• WHAT IS REQUIRED: The word "preferences" marks the lines to keep; find each one in the data and copy it.

Saved entries
Issue #989, opened 2025-10-21
GPS Mode setting does not persist after device reboot


salmancuso:
## Description
First, thank you to all the developers working on this project! The mesh networking capabilities are fantastic, and I really appreciate the work you're putting into MeshCore.

I'm experiencing an issue where the GPS Mode setting resets to "Disabled" every time my device reboots or powers back on. While I understand this might be intentional behavior based on the description in the UI, it creates a frustrating user experience that requires manual intervention after each reboot to restore GPS functionality.

![GPS Config Screen](https://stanford.edu/~smancuso/GPS-Issue-Meshcore.jpg "GPS Config Screen")

## Device Information
- **Hardware**: RAK WisBlock 4631
- **Firmware**: 1.9
- **App Version**: iPhone version 1.31.0. Apple MacBook Version 1.31.0

## Steps to Reproduce
1. Open Position Settings in the MeshCore app
2. Enable "GPS Mode" 
3. Confirm GPS is enabled and position updates are working
4. Reboot or power cycle the device
5. Check Position Settings after device comes back online

## Current Behavior
The GPS Mode setting reverts to "Disabled" after every device reboot. The UI even notes this behavior: *"When your MeshCore device reboots, GPS will be disabled."*

## Expected Behavior
The GPS Mode setting should persist across reboots. If I enable GPS, it should remain enabled until I explicitly disable it. This is the expected behavior for most device configuration settings.

## Impact
- Users must manually re-enable GPS after every reboot/power cycle
- Reduces the utility of GPS position broadcasting for mobile or remote deployments
- Creates potential for missed position updates if users forget to re-enable GPS
- Counterintuitive UX that differs from standard settings persistence patterns

## Suggested Solution
Persist the GPS Mode preference to non-volatile storage (EEPROM/flash) so it survives reboots, similar to how other device configuration settings are handled.

## Additional Context
This behavior seems inconsistent with other settings that do persist across reboots. Is there a technical reason for this current implementation, such as power consumption concerns or GPS initialization issues? If so, perhaps a compromise could be a user-configurable "GPS startup behavior" option?

Thanks again for your work on this project! Happy to provide any additional information or testing if needed.

liamcottle:
Hey there! I believe GPS state restoration was recently added for repeaters, sensors and room servers in https://github.com/meshcore-dev/MeshCore/pull/890, however this is still in the todo list for companions.

tgaguy:
[...]

PR #1156, opened 2025-11-29
Persist GPS enabled state to preferences

csrutil:
Add GPS configuration to NodePrefs structure and persist the GPS enabled state when toggled via UI. This ensures GPS settings are retained across device restarts.

Tested in WioTrackerL1_companion_radio_ble.

Scenario:

- Turn on the GPS in the GPS screen. Click `reset`, the device shows `gps on`.
- Turn off the GPS in the GPS screen. Click `reset`, the device shows `gps off`.

fixes https://github.com/meshcore-dev/MeshCore/issues/989

### DIFF
--- a/examples/companion_radio/MyMesh.cpp
+++ b/examples/companion_radio/MyMesh.cpp
@@ -1525,6 +1525,17 @@ void MyMesh::handleCmdFrame(size_t len) {
       *np++ = 0; // modify 'cmd_frame', replace ':' with null
       bool success = sensors.setSettingValue(sp, np);
       if (success) {
+        #if ENV_INCLUDE_GPS == 1
+        // Update node preferences for GPS settings
+        if (strcmp(sp, "gps") == 0) {
+          _prefs.gps_enabled = (np[0] == '1') ? 1 : 0;
+          savePrefs();
+        } else if (strcmp(sp, "gps_interval") == 0) {
+          uint32_t interval_seconds = atoi(np);
+          _prefs.gps_interval = constrain(interval_seconds, 0, 86400);
+          savePrefs();
+        }
+        #endif
         writeOKFrame();
       } else {
         writeErrFrame(ERR_CODE_ILLEGAL_ARG);


liamcottle:
Looks pretty good thanks!

Would love if we could also get the new node prefs `gps_enabled` flag updated when the `CMD_SET_CUSTOM_VAR` is received from the companion app.

That command calls `sensors.setSettingValue("gps", ...)`, which allows the mobile app or other clients to turn gps on and off.

Being able to persist GPS across reboots when updating through the app, would be ideal imho.

https://github.com/meshcore-dev/MeshCore/blob/fe874032d56a4af67f176c9bdd8a942f90209f42/examples/companion_radio/MyMesh.cpp#L1522
https://github.com/meshcore-dev/MeshCore/blob/9405e8bee35195866ad1557be4af5f0c140b6ad1/src/helpers/sensors/EnvironmentSensorManager.cpp#L516

fdlamotte:
> Looks pretty good thanks!

Same for me, looks interesting

> Would love if we could also get the new node prefs `gps_enabled` flag updated when the `CMD_SET_CUSTOM_VAR` is received from the companion app.
> 
> That command calls `sensors.setSettingValue("gps", ...)`, which allows the mobile app or other clients to turn gps on and off.

This would definitely be better (and I think the only really valid way ...). But there are tricky things behind as sensors.setSettingValue is common to all firmware and companion has a distinct way to manage prefs ... 


Another thing is with the interval, ideally we should continue integrating @awolden work on #778, because there is no real interest in changing the update rate of gps if gps is not turned off between updates ;)

fdlamotte:
With latest commit, we now have basic gps prefs saved ok ...

I think the gps.interval pref can stay as it is, and when gps sleep is ok we can replace it with the sleeping behaviour

So for me it's ok

fdlamotte (approved):
looks good

liamcottle:
Great, thanks!

I've just tested this PR on a `Wio Tracker L1 Pro` and it enabled the GPS on reboot when saving through the app.

This feature will make a lot of users happy :)

Will wait for final review and merge from @ripplebiz.

liamcottle (approved):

• WRITTEN RESPONSE:
Persist GPS enabled state to preferences
+        // Update node preferences for GPS settings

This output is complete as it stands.